Tímida, muito tímida. Na Escola Melchíades a maioria dos pais só vem à escola quando há problemas com seu filho. Os que vêm, contribuem de forma significativa. Citamos que a APP é atuante e comprometida com a escola.
Se você pudesse inserir um valor moral nos estudantes, qual seria e por quê?
Pode ser dois? Honestidade e honradez. Ora, os valores morais são responsáveis pela manutenção da ordem entre as pessoas, sendo inclusive ensinados desde o berço. Concluindo, valor moral além de ser um instrumento indispensável para o bom funcionamento da sociedade e integração dos indivíduos nela, também significa respeito à vida. À nossa vida e à vida das pessoas do nosso entorno social.
É público que você pediu a saída da direção da escola. Qual o motivo?
Justificamos nossa solicitação, uma vez que não temos mais condições de gerenciar uma escola com tantas fragilidades. E, o que mais pesou para fazermos esta solicitação é a convivência com um sistema burocrático, onde as normas sonegam o conhecimento cientifico ao aluno, sendo que já possuem um nível de aprendizagem extremamente baixo e muitos só recebem alimentação na escola.
Percebemos um descaso total com a escola Melchiades, a GERED deixou a desejar a contratação de professores ACT. No inicio do ano letivo nós mandamos as vagas e lá não apareceram. Então tivemos que pagar professores substitutos para que os alunos não ficassem sem aula e sem alimentação.
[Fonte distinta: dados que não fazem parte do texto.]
PR #4227, opened 2025-02-28
SWATCH-2820: Independent database migrations

awood:
Jira issue: SWATCH-2820

## Description
SWATCH-2820: Run DB migrations independently

This patch creates a new clowdapp, swatch-database, that is now the
controlling entity for all database migrations.  Migrations from the
main project and swatch-contracts have been consolidated under the
swatch-database project.

The migrations are run on OpenShift via a `public static void main` that
does a bit of argument parsing and then invokes the Liquibase CLI.
The application starts, runs the migrations, then quits.  In Openshift,
we assign this container to a job and then for each ClowdApp that's
dependent on the database, we add an initContainer that uses the
["k8s-wait-for"](https://github.com/groundnuty/k8s-wait-for) script
packaged in the swatch-database container to block until the migration
job completes successfully.

The swatch-database ClowdApp now controls the Clowder provisioned
database so all the other ClowdApps needed to be updated to depend on
swatch-database.  The new database is named "swatch-database-db" rather
than "swatch-tally-db".

The gradle Liquibase plugin functionality has been removed.  Instead users
can invoke the `MigrationService` class directly like so:

```
./gradlew :swatch-database:run --args "status --log-level=WARN"
```

Everything in the `--args` argument is passed directly to Liquibase
**except for the first word (potentially)**.  `MigrationService` looks
at the first word and if it matches any of the migration contexts defined
in `MigrationService.Context`, it will only run the command against that
context.  The context name is stripped and the rest of the arguments are
passed on.  Otherwise, everything is passed on and MigrationService will
run Liquibase separately for every context.

For example:

```
./gradlew :swatch-database:run --args "core update --log-level=WARN"
```

will only run updates against `core` (which is the name I used for the main
schema).  

If the command is run with no arguments at all, the default mode is to run
`update` for each context.

Unfortunately, changing the relative path of the migration files causes
some issues.  The relative path is part of the changeset record.  So
changing the path make Liquibase think the migration has never run.
Potentially, we could modify the changelog table or set MARK_RAN on the
changesets that have already run, but ultimately I decided that involves
some risk.  The status quo is that contracts changesets live
under the "db" directory and core changesets live under "liquibase".
This state of affairs is unattractive but innocuous.

### Setup
1. Provision an ephemeral environment through `bonfire`.
1. Ensure that your local bonfire configuration, `~/.config/bonfire/config.yaml`
  defines `swatch-database`
    ```yaml
    - name: swatch-database
      host: local
      repo: /home/awood/devel/rhsm-subscriptions/swatch-database
      path: /deploy/clowdapp.yaml
      parameters:
        REPLICAS: 1
        swatch-database/IMAGE: quay.io/cloudservices/swatch-database
    ```
1. Build the images with `bin/build-images.sh`

### Steps
1. Deploy
    ```
    VER=$(git rev-parse --short=7 HEAD) ; \
    REPO=$(podman login quay.io --get-login) ; \
    bonfire deploy rhsm \
    --source=appsre \
    --ref-env insights-production \
    --optional-deps-method none \
    --frontends false \
    --no-remove-resources app:rhsm \
    --timeout 1000 \
    -i quay.io/$REPO/swatch-metrics=$VER \
    -i quay.io/$REPO/swatch-metrics-hbi=$VER \
    -i quay.io/$REPO/rhsm-subscriptions=$VER \
    -i quay.io/$REPO/rhsm-subscriptions=$VER \
    -i quay.io/$REPO/swatch-producer-aws=$VER \
    -i quay.io/$REPO/swatch-producer-azure=$VER \
    -i quay.io/$REPO/swatch-system-conduit=$VER \
    -i quay.io/$REPO/swatch-billable-usage=$VER \
    -i quay.io/$REPO/swatch-database=$VER \
    -p swatch-metrics/IMAGE=quay.io/$REPO/swatch-metrics \
    -p swatch-metrics-hbi/IMAGE=quay.io/$REPO/swatch-metrics-hbi \
    -p swatch-tally/IMAGE=quay.io/$REPO/rhsm-subscriptions \
    -p swatch-api/IMAGE=quay.io/$REPO/rhsm-subscriptions \
    -p swatch-database/IMAGE=quay.io/$REPO/swatch-database \
    -p swatch-contracts/IMAGE=quay.io/$REPO/swatch-contracts \
    -p swatch-producer-aws/IMAGE=quay.io/$REPO/swatch-producer-aws \
    -p swatch-producer-azure/IMAGE=quay.io/$REPO/swatch-producer-azure \
    -p swatch-producer-red-hat-marketplace/IMAGE=quay.io/$REPO/rhsm-subscriptions \
    -p swatch-subscription-sync/IMAGE=quay.io/$REPO/rhsm-subscriptions \
    -p swatch-billable-usage/IMAGE=quay.io/$REPO/swatch-billable-usage \
    -p swatch-system-conduit/IMAGE=quay.io/$REPO/swatch-system-conduit
    -p swatch-api/WAIT_IMAGE=quay.io/$REPO/swatch-database \                                                                                                             
    -p swatch-producer-red-hat-marketplace/WAIT_IMAGE=quay.io/$REPO/swatch-database \                                                                                    
    -p swatch-subscription-sync/WAIT_IMAGE=quay.io/$REPO/swatch-database \                                                                                               
    -p swatch-tally/WAIT_IMAGE=quay.io/$REPO/swatch-database \                                                                                                           
    -p swatch-billable-usage/WAIT_IMAGE=quay.io/$REPO/swatch-database \                                                                                                  
    -p swatch-database/WAIT_IMAGE=quay.io/$REPO/swatch-database   
    ```

### Verification
1. Watch the database and make sure it gets populated
    ```
    watch "oc exec pod/$(oc get pods | awk '{print $1}' | grep swatch-database-db)  -- psql swatch-database-db -c '\d'"
    ```
1. Examine the init container logs of swatch-tally, swatch-billable-usage, etc.  E.g.
    ```
    oc logs -c swatch-tally-service-init pod/$(oc get pods | awk '{print $1}' | grep swatch-tally-service)
    ```
1. Note, if you want to redeploy to the same environment cleanly, you'll need to
   delete the `cji/swatch-database-migration` along with all the ClowdApps.


src/main/java/org/candlepin/subscriptions/tally/admin/DataMigration.java
```diff
@@ -29,6 +29,16 @@
...
+ * Implement this interface for long-running database migrations that need to be triggered and run
+ * in the background. Once the migration is complete, remove the implementing class. For code
+ * archeologists, previous implementations were
+ *
+ * <ul>
+ *   <li>HardwareMeasurementMigration
+ *   <li>OrgIdToTallySnapshotMigration
+ * </ul>
+ */
 public abstract class DataMigration {
```
Sgitario, line 42: Shouldn't this class be moved to swatch-database as well?

swatch-api/deploy/clowdapp.yaml
```diff
@@ -96,56 +105,17 @@ objects:
...
-                        key: db.name
-                  - name: OTEL_EXPORTER_OTLP_ENDPOINT
-                    value: ${OTEL_EXPORTER_OTLP_ENDPOINT}
-                  - name: OTEL_EXPORTER_OTLP_PROTOCOL
-                    value: ${OTEL_EXPORTER_OTLP_PROTOCOL}
-                  - name: OTEL_SERVICE_NAME
-                    value: ${OTEL_SERVICE_NAME}
-                  - name: OTEL_JAVAAGENT_ENABLED
-                    value: ${OTEL_JAVAAGENT_ENABLED}
+              - image: ghcr.io/groundnuty/k8s-wait-for:v2.0
```
Sgitario, line 108: We should not use images outside of our organization https://quay.io/organization/cloudservices. 
Also, taking into account that we have `dependencies: swatch-database`, should not this be enough? The deployment of this service should wait for the swatch-database deployment and hence the migrations already.

swatch-contracts/build.gradle
```diff
@@ -28,11 +18,11 @@ dependencies {
     implementation 'io.quarkus:quarkus-security'
     implementation 'io.quarkus:quarkus-smallrye-fault-tolerance'
     implementation 'io.quarkus:quarkus-smallrye-openapi'
-    implementation("io.quarkus:quarkus-liquibase")
-    implementation("io.quarkus:quarkus-jdbc-postgresql")
+    implementation 'io.quarkus:quarkus-jdbc-postgresql'
     implementation 'io.quarkus:quarkus-messaging-amqp'
     implementation 'io.quarkus:quarkus-messaging-kafka'
     implementation 'io.smallrye.reactive:smallrye-reactive-messaging-in-memory'
+    implementation 'org.apache.commons:commons-lang3'
```
Sgitario, line 25: We should avoid adding dependencies with is not super justified. In this case, I think it's only for StringUtils.isEmpty, which we could create our own or use another alternatives within the Quarkus framework.

swatch-contracts/src/main/java/com/redhat/swatch/contract/model/ContractEntityMapper.java
```diff
@@ -128,7 +127,7 @@ default String extractBillingProviderId(PartnerEntitlementV1 entitlement) {
       // for contracts created before ITPART-1180, the client ID is not provided,
       // so we need to default it to empty.
       var azureClientId =
-          Optional.ofNullable(entitlement.getPartnerIdentities().getClientId()).orElse(EMPTY);
+          Optional.ofNullable(entitlement.getPartnerIdentities().getClientId()).orElse("");
```
Sgitario, line 130: Is this a leftover?

src/test/resources/application-test-containers.yaml
```diff
@@ -0,0 +1,4 @@
+spring:
+  liquibase:
+    change-log: classpath:/liquibase/changelog.xml
+    show-summary: summary
```
Sgitario, line 4: We don't need this profile since it's only and always needed when using the ExtendWithSwatchDatabase. Instead, we could add these properties directly in https://github.com/RedHatInsights/rhsm-subscriptions/blob/8d46fa82d826ffc9b76e6eab6864243a725449f4/src/test/java/org/candlepin/subscriptions/test/ExtendWithSwatchDatabase.java#L40.

Sgitario (changes requested):
Thanks @awood , I think these changes go in the right direction. 
To sum up, my concerns are:
- Usage of the k8s wait for image because it's outside of our organization.
- Maintain both gradle liquibase and Quarkus liquibase plugin for running the migrations. See my comment about my objections. 
- Added some extra changes like the commons collections dependencies, or the test-containers profile

build.gradle
```diff
@@ -56,9 +47,9 @@ dependencies {
     implementation "com.fasterxml.jackson.module:jackson-module-jakarta-xmlbind-annotations"
     // used to connect to umb
     implementation "org.springframework.boot:spring-boot-starter-activemq"
-    implementation "org.liquibase:liquibase-core"
     implementation "org.postgresql:postgresql"
     implementation libraries["guava"]
+    implementation libraries["commons-collections4"]
```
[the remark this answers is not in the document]
awood: That dependency was being pulled in transitively through the dependency on liquibase.  Our code already had usages of the classes in commons-collections, but removing liquibase as a dependency meant that classes weren't found.

src/main/java/org/candlepin/subscriptions/tally/admin/DataMigration.java
awood: I don't think so.  This class is for migrations that are performed as the result of an API call.  Moving this class to swatch-database would mean that swatch-database would have to be REST aware, remain resident instead of just being a job, and would just generally make swatch-database substantially more complex.  I can see doing that in the future, but I believe it's out of scope for this card.

swatch-api/deploy/clowdapp.yaml
awood: `dependencies: swatch-database` doesn't work the way we need it to.  The other pods will wait for the ClowdApp to be successfully reconciled, but won't wait for the actual job to be complete.  You can remove the `initContainer` directives and do a deployment and see.

As for the external container.  Yes, either we will need to build a new container based on the wait-for script or else just mirror that container internally.

swatch-contracts/build.gradle
awood: I added this because it was already in use as a transitive dependency.  If you have an alternative that's already on the classpath, let me know and I'll use it.  Certainly we can write our own "isEmpty" method but do we put that in this project?  There's no common utility project used by the quarkus apps.  What happens when we need "isEmpty" in another Quarkus app?  Now we have two versions of the same function in two projects.  I don't really see the benefit to writing our own implementation unless we have a truly central place to put it.

src/main/java/org/candlepin/subscriptions/tally/admin/DataMigration.java
Sgitario: Ok, thanks for the clarification.

build.gradle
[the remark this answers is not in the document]
Sgitario: I don't see this as a strong motivation to maintain a new dependency (before it was maintained by the liquibase dependency which was already wrong), but now it's worse as far as I see it. 
Looking deeper, we're only using it in ProductNormalizer.java for:
```java
if (hostFacts.getSystemProfileArch() != null
        && CollectionUtils.isEmpty(hostFacts.getSystemProfileProductIds())) {
      switch (hostFacts.getSystemProfileArch()) {
```

Where `CollectionUtils.isEmpty` can be easily replaced to simply `hostFacts.getSystemProfileProductIds() == null || hostFacts.getSystemProfileProductIds().isEmpty()`.

swatch-contracts/build.gradle
Sgitario: We were already using this dependency for some utils it provides:
Screenshot From 2025-03-06 09-18-02
So, let's use it here. We can always refactor this as part of another ticket.

build.gradle
```diff
@@ -69,6 +60,7 @@ dependencies {
     testImplementation 'org.testcontainers:junit-jupiter'
     testImplementation libraries["wiremock"]
     testImplementation libraries["awaitility"]
+    testImplementation project(":swatch-database") // to allow tests to run Liquibase
```
Sgitario, line 63: This is causing that the spring boot and quarkus dependencies mixed up in tests which is indeed causing the test failures:
```
Caused by: java.lang.NoClassDefFoundError: org/apache/kafka/server/config/AbstractKafkaConfig
	at org.springframework.kafka.test.EmbeddedKafkaZKBroker.afterPropertiesSet(EmbeddedKafkaZKBroker.java:318)
	at org.springframework.kafka.test.EmbeddedKafkaBrokerFactory.create(EmbeddedKafkaBrokerFactory.java:119)
	at org.springframework.kafka.test.context.EmbeddedKafkaContextCustomizer.customizeContext(EmbeddedKafkaContextCustomizer.java:60)
	at org.springframework.boot.test.context.SpringBootContextLoader$ContextCustomizerAdapter.initialize(SpringBootContextLoader.java:443)
	at org.springframework.boot.SpringApplication.applyInitializers(SpringApplication.java:612)
	at org.springframework.boot.SpringApplication.prepareContext(SpringApplication.java:383)
	at org.springframework.boot.SpringApplication.run(SpringApplication.java:317)
	... 98 common frames omitted
Caused by: java.lang.ClassNotFoundException: org.apache.kafka.server.config.AbstractKafkaConfig
	... 105 common frames omitted
```

swatch-contracts/build.gradle
```diff
@@ -71,6 +61,7 @@ dependencies {
     testImplementation("io.quarkus:quarkus-test-kafka-companion")
     testImplementation 'org.testcontainers:postgresql'
     testImplementation project(':swatch-common-testcontainers')
+    testImplementation project(':swatch-database') // To allow test creation of database tables
```
Sgitario, line 64: Adding this dependency is also causing failures in tests for Quarkus projects because it overwrites the DATASOURCE and forcing to use always a postgres database instead of the h2 in-memory database.

Sgitario (changes requested):

Sgitario:
@awood as per my two comments above, we should not make the swatch-database a Quarkus application because it's causing a lot of issues in the Spring Boot and also the Quarkus services.
There are a few alternatives like:
- Either using a frameworkless Java application
- Or performing the migrations in a command line using an ubi9 image (similar to https://dzone.com/articles/enabling-db-migrations-using-kubernetes-init).

swatch-contracts/src/main/java/com/redhat/swatch/contract/model/ContractEntityMapper.java
awood: It was actually a constant pulled in from an external library.

swatch-database/build.gradle
```diff
@@ -0,0 +1,73 @@
...
+
+def database = config.getOrDefault('DATABASE_DATABASE', 'rhsm-subscriptions')
+def host = config.getOrDefault('DATABASE_HOST', 'localhost')
+def port = config.getOrDefault('DATABASE_PORT', '5432')
+def jdbcUrl = "jdbc:postgresql://${host}:${port}/${database}"
+
+def dbUsername = config.getOrDefault('DATABASE_USERNAME', 'rhsm-subscriptions')
+def dbPassword = config.getOrDefault('DATABASE_PASSWORD', 'rhsm-subscriptions')
+
+liquibase {
```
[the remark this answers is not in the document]
awood: I removed the gradle plugin since after implementing our own way of invoking Liquibase, the UI is much better.  We went from
```
./gradlew :liquibaseRollbackCountSql -PliquibaseCount=1
```

to 

```
./gradlew :swatch-database:run --args 'core rollbackCountSql --count=1'
```

Given that the latter option more clearly reflects the Liquibase arguments and commands being used, I think what we have now is an improvement and the plugin can be discarded.

src/test/resources/application-test-containers.yaml
awood: Removed

build.gradle
awood: Thanks for finding this.  I reimplemented the Liquibase runner as just a basic Java class that does a little light parsing of the command line and then passes off control to Liquibase.

Sgitario (approved):
These seems really promising to me.
It looks much better using a frameworkless Java application and use our image with a custom script wait_for instead of depending on a third party image, really good idea!
I verified that this works perfectly when there is an existing database that was already migrated using the old approach. I only encountered difficulties because I didn't realise that we were using new properties "LIQUIBASE_COMMAND_*" to connect to the database. About this, I'm proposing to not use the new "LIQUIBASE_COMMAND_*" properties, and keep using our known "DATABASE_*" properties as we did before (see commit: https://github.com/RedHatInsights/rhsm-subscriptions/pull/4227/commits/a46a80fc42e911c7338e7251de3bd4f96d374364). But feel free to drop this commit if you strongly feel to use the new properties.

Another thing to think about is the rename of the database from "swatch-tally-db" to "swatch-database-db". I don't think this was strictly necessary, but I also prefer the name "swatch-database-db", though take into account that you will need more changes in the app-interface repository, and I'm not super sure if we can even do this (check https://gitlab.cee.redhat.com/service/app-interface/-/blob/master/data/services/insights/rhsm/namespaces/rhsm-prod.yml#L192).

And finally, the CI is failing because it can't create the repository "https://quay.io/cloudservices/swatch-database" in Quay. We should first verify these changes in PR, so any ideas how to sort this out? Not sure if you have privileges, or if we need a MR in app-interface first.

lindseyburnett:
> And finally, the CI is failing because it can't create the repository "[quay.io/cloudservices/swatch-database](https://quay.io/cloudservices/swatch-database)" in Quay. We should first verify these changes in PR, so any ideas how to sort this out? Not sure if you have privileges, or if we need a MR in app-interface first.

Example of creating a quay repo in app-interface: https://gitlab.cee.redhat.com/service/app-interface/-/merge_requests/119595

awood:
> I verified that this works perfectly when there is an existing database that was already migrated using the old approach. I only encountered difficulties because I didn't realise that we were using new properties "LIQUIBASE_COMMAND__" to connect to the database. About this, I'm proposing to not use the new "LIQUIBASE_COMMAND__" properties, and keep using our known "DATABASE_*" properties as we did before (see commit: [a46a80f](https://github.com/RedHatInsights/rhsm-subscriptions/commit/a46a80fc42e911c7338e7251de3bd4f96d374364)). But feel free to drop this commit if you strongly feel to use the new properties.

Yeah, I didn't really want to change the environment variables, but Liquibase picks up from these environment variables which allows us to connect up the values to the CLI easily; we don't have to pass the username/password on the command line which I preferred to do so that the MigrationService didn't have to be in charge of taking the value from the environment and inserting it into the CLI invocation.

The commit you wrote does that transfer from environment to CLI invocation, but it could cause an issue during development runs.  You won't be able to actually use `--username`, etc. anymore since those are now being passed in.  Occasionally I set up a "rhsm-subscriptions-temp" database or something and it's nice to be able to have full control over the command line.

So with the patch you wrote, this won't work anymore:

```
./gradlew :swatch-database:run --args 'status --url=jdbc:postgresql://localhost:5432/rhsm-subscriptions-temp'
```

You'd have to control it all through environment variables which is, in my opinion, a little more opaque.  I want to try to keep the interface to as close to Liquibase's as possible so people can just use Liquibase docs to do their work.

We can take your patch and change it so that it pulls from `DATABASE_USERNAME` and then does a `System.setProperty("liquibase.username", System.getEnv("DATABASE_USERNAME"))`.  That would still let CLI arguments given by devs take [priority](https://docs.liquibase.com/parameters/home.html)

```
Configuration hierarchy

Liquibase supports the setting of properties from the following locations, from highest to lowest priority:

    Liquibase flow file stage parameters
    Liquibase flow file global parameters
    Command-line arguments
    ServletConfig initialization parameters
    ServletContext initialization parameters
    Java system properties
    OS environment variables
    Configuration data, such as piped standard input, defaults files, and connection profiles and other properties stored in the Liquibase properties file.
```

What do you think?

awood:
> What do you think?

I updated your commit with what I'm thinking of.

Sgitario:
> Unfortunately, we really don't have a choice here. We can't have the database retain the name "swatch-tally-db" when it's managed by the swatch-database ClowdApp. I realize there's a name directive in the databases section of the ClowdApp, but it doesn't seem to do anything. The database still gets created as "swatch-database-db".
> 

I don't follow why this change was forced. swatch-database does not own the database, but only run the migrations.

Sgitario:
There are a couple of things that must be done before merging these changes:
- Clarifying if we can keep using swatch-tally-db instead of swatch-database-db to avoid outages
- Create the swatch-database quay repository to run the CI in this PR

awood:
> I don't follow why this change was forced. swatch-database does not own the database, but only run the migrations.

To me, it made sense that swatch-database should manage the database entirely rather than leave it under the control of swatch-tally.  I figured we're trying to move to a more distributed architecture so it made more sense for the database to be independent of any one specific application.

I can do an experiment to see how it works with swatch-database only doing the migrations while swatch-tally retains control of the database, but in my opinion that makes the architecture a bit tangled up.

Sgitario:
> > I don't follow why this change was forced. swatch-database does not own the database, but only run the migrations.
> 
> To me, it made sense that swatch-database should manage the database entirely rather than leave it under the control of swatch-tally. I figured we're trying to move to a more distributed architecture so it made more sense for the database to be independent of any one specific application.
> 
> I can do an experiment to see how it works with swatch-database only doing the migrations while swatch-tally retains control of the database, but in my opinion that makes the architecture a bit tangled up.

I'm ok with that, I also prefer the swatch-database-db, but we should avoid outages altogether.

awood:
> I'm ok with that, I also prefer the swatch-database-db, but we should avoid outages altogether.

Awesome.  100% agree.

InsightsDroid:
### IQE Tests Summary Report
 1 failed, 199 passed, 2 skipped, 241 deselected, 257 warnings in 3522.86s (0:58:42) 
Result: Failed
|Failures|
|:-| 
|integration/swatch_tally/test_tally_openshift.py::test_validate_tally_on_openshift_cores[1]|

InsightsDroid:
### IQE Tests Summary Report
 2 failed, 198 passed, 2 skipped, 241 deselected, 257 warnings in 3673.49s (1:01:13) 
Result: Failed
|Failures|
|:-| 
|component/swatch_billable_usage/test_swatch_billable_usage.py::test_multiple_tally_summaries_not_aggregated_for_different_metric_ids| 
|integration/swatch_tally/test_tally_openshift.py::test_validate_tally_on_openshift_cores[2]|

lindseyburnett:
> I figured we're trying to move to a more distributed architecture so it made more sense for the database to be independent of any one specific application.

I see where you're coming from in wanting swatch-database to manage the schema independently, but coupling all our microservices to a centralized database project actually moves us away from a truly distributed architecture rather than toward it.  I don't think that "independent database" needs to mean moving all schema management to a single project — it means allowing each service to manage its own data, within its own boundaries (e.g. bounded contexts).

In a distributed system, each service should be responsible for its own database schema.  If we centralize schema management into a new module swatch-database, we're introducing tight coupling between services and prevents them from evolving independently.  Moving schema management to swatch-database effectively makes swatch-database an implicit monolith, introducing the kind of coupling that microservices aim to avoid.

Today, swatch-contracts is responsible for its own domain logic, and its data schema should be part of that responsibility.  I think we were actually heading in the right direction with swatch-contracts by having its liquibase files in its subdirectory.  The best practice for a distributed architecture is Database per Service.  In an ideal world, we would have different database instances/users to help enforce bounded contexts.  Since we don't have that today, we'd have to be super diligent that we're not introducing @Entity classes to a "wrong" service, violating their bounded contexts.  Also, with a database monolith, every service with a database interest becomes dependent on a shared release cycle.

If swatch-database owns the schema, changes to schemas and services will need to be coordinated - which becomes even more problematic if we every try to carve off a service to hand over to another team to manage.  Then schema changes end up being a request on our board that then another team needs to wait for us to release to unblock them.  I think we should be striving for each service having the ability to update its schema as needed in an isolated way.

InsightsDroid:
### IQE Tests Summary Report
 214 passed, 2 skipped, 241 deselected, 271 warnings in 3480.21s (0:58:00) 
Result: Success

awood:
> EDIT: What I'm rambling about here is kind of what I envision as a goal end state, and I still think the changes in this PR are useful and worth going forward with.

I get your point but I want to highlight that I think having swatch-database will actually further this goal.  Swatch-databases can handle multiple independent migration profiles.  Right now, all profiles have to end up in the same DB instance and schema, but we could revise that.  The bottleneck is that all profiles must be fully migrated before any app pod starts.  Given that the migrations don't take all that long, I think this is reasonable.

The major disadvantage is that all apps have to centralize their migration files under swatch-database.

InsightsDroid:
### IQE Tests Summary Report
 214 passed, 2 skipped, 241 deselected, 271 warnings in 3247.03s (0:54:07) 
Result: Success

lindseyburnett (approved):

InsightsDroid:
### IQE Tests Summary Report
 214 passed, 2 skipped, 241 deselected, 271 warnings in 3250.49s (0:54:10) 
Result: Success

Sgitario:
@awood about renaming the db from "swatch-tally-db" to "swatch-database-db", what is the status about this point? Will this cause an outage when deploying to stage/prod?

awood:
> @awood about renaming the db from "swatch-tally-db" to "swatch-database-db", what is the status about this point? Will this cause an outage when deploying to stage/prod?

I've spoke with some of the Clowder and App-SRE folks and we're going to try the experimental procedure [outlined earlier](https://github.com/RedHatInsights/rhsm-subscriptions/pull/4227#issuecomment-2719064386).  MR 135899 creating the alias has already been merged in for Stage, so once this PR passes CI and merges, I'll create the stage namespace target for the app in `deploy-clowder.yml` and we'll see what will happen.

There will be a hiccup in stage since as soon as this merge lands, a stage deployment will start and all the other clowdapps that have been updated to rely on swatch-database won't find it.  This disconnect should not happen in production since the same MR that we use to update all the git refs used by the apps will also have the production namespace target for swatch-database.  In this case, not doing continuous deployment in production works to our advantage since otherwise we'd have a chicken-and-egg type problem.

InsightsDroid:
### IQE Tests Summary Report
 1 failed, 212 passed, 2 skipped, 242 deselected, 269 warnings in 3546.36s (0:59:06) 
Result: Failed
|Failures|
|:-| 
|component/swatch_billable_usage/test_swatch_billable_usage.py::test_verify_failed_remittances_excluded_remittance_usage|

InsightsDroid:
### IQE Tests Summary Report
 1 failed, 216 passed, 1 skipped, 242 deselected, 272 warnings in 3305.46s (0:55:05) 
Result: Failed
|Failures|
|:-| 
|integration/swatch_tally/test_tally_rhel_payg.py::test_verify_multi_cloud_provider_usage[rhel-for-x86-els-payg]|

InsightsDroid:
### IQE Tests Summary Report
 217 passed, 1 skipped, 242 deselected, 272 warnings in 3273.31s (0:54:33) 
Result: Success

InsightsDroid:
### IQE Tests Summary Report
 1 failed, 216 passed, 1 skipped, 242 deselected, 272 warnings in 3658.91s (1:00:58) 
Result: Failed
|Failures|
|:-| 
|component/swatch_billable_usage/test_swatch_billable_usage.py::test_verify_failed_remittances_excluded_remittance_usage|

InsightsDroid:
### IQE Tests Summary Report

Result: Success

InsightsDroid:
### IQE Tests Summary Report
 6 failed, 217 passed, 2 skipped, 242 deselected, 288 warnings in 1864.67s (0:31:04) 
Result: Failed
|Failures|
|:-| 
|integration/swatch_billing/test_remitance.py::test_verify_remittance_of_metered_product[aws-rhel-for-x86-els-payg-addon]| 
|integration/swatch_billing/test_remitance.py::test_verify_end_to_end_payg_metrics| 
|integration/swatch_billing/test_remitance.py::test_verify_remittance_excludes_hard_failures[OpenShift-metrics-aws]| 
|integration/swatch_billing/test_remitance.py::test_verify_rosa_vs_osd_in_swatch| 
|integration/swatch_billing/test_remitance.py::test_verify_payg_usage_when_billing_account_id_updated[rhods]| 
|integration/swatch_tally/test_tally_dedup_rhel_els.py::test_verify_deduplication_remittance_different_event_source[quantities1]|

InsightsDroid:
### IQE Tests Summary Report
 223 passed, 2 skipped, 242 deselected, 288 warnings in 1833.00s (0:30:32) 
Result: Success

lindseyburnett:
MR for stage: https://gitlab.cee.redhat.com/service/app-interface/-/merge_requests/139795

Isto sem a escola dispor de recursos. Os livros didáticos na sua maioria ainda não chegaram à escola e já estão sendo feitas as escolhas para 2012.
Depois veio a greve dos professores, que desestruturou todo planejamento feito no início do ano, criando um clima de relacionamento ruim. Tentamos segurar a “barra” até agora por acreditarmos que seria diferente o caminhar desta nova administração, porém o governo parou e a escola não. Foi graças a APP, a muitos professores e funcionários que segurei a “barra” até agora, pois acreditei que seria diferente. O que aconteceu foi que o estado trancou tudo e a escola teve que continuar.
Até hoje não fizeram licitação para a compra de materiais de limpeza. Não temos materiais esportivos e o esporte representa para os nossos alunos fator essencial de aprendizagem. Eles gostam muito de esporte. Por fim temos que concordar com as orientações desencontradas e falta de comprometimento de alguns funcionários da Gered que nos prometeram auxílio quando assumimos a Direção.
Vale lembrar que o compromisso que assumimos de gerenciar a escola até dezembro de 2010 foi cumprido com garra e determinação. Enfrentamos muitas dificuldades com a relação dos alunos, além da depredação da escola, vidros, portas, fechaduras, lixeiras do pátio, móveis das salas de aula são quebrados com freqüência. A manutenção da Escola tem sido feita pela APP e com nossos recursos próprios.
Aproveitamos a oportunidade para agradecer a confiança depositada em nosso trabalho, evidenciamos que estamos deixando a Direção, mas seremos um colaborador na educação da Escola Melchíades sempre, escola onde aprendi muito... Ajudei pessoas... Construí muitas amizades... Aprendi inclusive a amá-la... Para encerrar eu gostaria de agradecer três pessoas: Luiz Rodolfo (Gered), Olivio Kisuco (presidente APP) e Shirlei Lleda Laurindo (vigilante da escola). Ambos pelo apoio recebido.